Multi-candidate missing data imputation for robust speech recognition
Department of ESAT, Katholieke Universiteit Leuven, Kasteelpark Arenberg 10, B-3001 Leuven, Belgium
EURASIP Journal on Audio, Speech, and Music Processing 2012, 2012:17 doi:10.1186/1687-4722-2012-17Published: 29 May 2012
The application of Missing Data Techniques (MDT) to increase the noise robustness of HMM/GMM-based large vocabulary speech recognizers is hampered by a large computational burden. The likelihood evaluations imply solving many constrained least squares (CLSQ) optimization problems.
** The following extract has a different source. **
PR #1058, opened 2025-04-02
fix: restore timeout in `OmniSuite.SetupTest`

DmitriyMV:
The change from `context.WithTimeout` was unintentional, so lets revert that.

### DIFF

As an alternative, researchers have proposed frontend MDT or have made oversimplifying independence assumptions for the backend acoustic model. In this article, we propose a fast Multi-Candidate (MC) approach that solves the per-Gaussian CLSQ problems approximately by selecting the best from a small set of candidate solutions, which are generated as the MDT solutions on a reduced set of cluster Gaussians. Experiments show that the MC MDT runs equally fast as the uncompensated recognizer while achieving the accuracy of the full backend optimization approach. The experiments also show that exploiting the more accurate acoustic model of the backend does pay off in terms of accuracy when compared to frontend MDT.